1. Missing (**NaN values**) are not present after transformations: this could be caused by the original data being in an incorrect place or format.

In [25]:
# Count the total number of missing values across the entire dataset
total_missing_values = df.isnull().sum().sum()  

# Rule for warning if there are any missing values
if total_missing_values > 0:
    print(f"❌ Warning: The dataset contains {total_missing_values} missing values!")

# Assertion to ensure there are no missing values: if the number is 0, the test can pass, if not, it raises an error.
assert total_missing_values == 0, "❌ Error: There are missing values in the dataset!"

# If no missing values were found, print a success message
print("✅ Test 3 Passed: No missing values in the dataset.")

✅ Test 3 Passed: No missing values in the dataset.

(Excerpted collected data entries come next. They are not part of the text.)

PR #10223, opened 2022-08-03
Fixes #35410 - Fix a pathing issue on exports

parthaa:
When exporting a content view version with a space its name we include that space in the generated path. Its not necessarily a bug but ideally we'd like path to be something like -> 
`/var/lib/pulp/exports/Test_Organization/Test_CV/1.0/2022-08-03T00-17-11-00-00/metadata.json`
vs 
`/var/lib/pulp/exports/Test_Organization/Test CV/1.0/2022-08-03T00-17-11-00-00/metadata.json`

The cv name without and with space.

This issue was introduced when the previous syncable export work got merged and got caught on bats tests. So useful.

- Create a CV name with a space in it
- Add a simple custom repo or rh repo with `immediate` download policy
- Publish
- Export the content view version via hammer. 
 - `hammer content-export complete version --id=<cvv-id>`
 
Before this PR, you 'd see something like

`/var/lib/pulp/exports/Test_Organization/Test CV/1.0/2022-08-03T00-17-11-00-00/metadata.json` with the space

After this PR

`/var/lib/pulp/exports/Test_Organization/Test_CV/1.0/2022-08-03T00-17-11-00-00/metadata.json` with the space

### DIFF
--- a/app/services/katello/pulp3/content_view_version/export.rb
+++ b/app/services/katello/pulp3/content_view_version/export.rb
@@ -53,9 +53,9 @@ module Katello
 
         def generate_exporter_path
           return base_path if base_path
-          export_path = "#{content_view_version.content_view}/#{content_view_version.version}/"
-          export_path += "#{destination_server}/" unless destination_server.blank?
-          export_path += "#{date_dir}".gsub(/\s/, '_')
+          export_path = "#{content_view_version.content_view.label}/#{content_view_version.version}/"
+          export_path += "#{destination_server}/".gsub(/\s/, '_') unless destination_server.blank?
+          export_path += "#{date_dir}"
           @base_path = "#{Setting['pulpcore_export_destination']}/#{content_view_version.organization.label}/#{export_path}"
         end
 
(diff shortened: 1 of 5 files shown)


ianballou:
Looks like a VCR error was hit

parthaa:
[test katello]

parthaa:
[test katello]

app/services/katello/pulp3/content_view_version/export.rb
```diff
@@ -55,8 +55,8 @@ def generate_exporter_path
           return base_path if base_path
           export_path = "#{content_view_version.content_view}/#{content_view_version.version}/"
```
sjha4, line 56: `#{content_view_version.content_view} `evaluates to name but it is also rails magic..would make it clearer to use label to avoid whitespaces etc..

parthaa: Good suggestion. Also gsubing at the end is a bad idea, because it may underscore  `Setting['pulpcore_export_destination']`  which means it will error out if that directory had a space in it.

parthaa: updated

sjha4 (approved):
Change looks good and works as advertised.
Before change: `/var/lib/pulp/exports/Default_Organization/An example content view/1.0/2022-08-23T15-08-26-00-00`
After change: `/var/lib/pulp/exports/Default_Organization/An_example_content_view/1.0/2022-08-23T15-07-33-00-00`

## **Future Work with the Re-Scaled Data**

The re-scaled dataset will be the foundation for **future analyses**, allowing for easier **comparisons between respondents**. While users could download the current version, we want to ensure that the **Min-Max Scaling process is transparent and easy to understand**.

To achieve this, we have created a **new version** with **clearly labeled column names**, explicitly indicating that Min-Max Scaling has been applied.

This updated file will be saved as:  
📄 **CSV2.csv**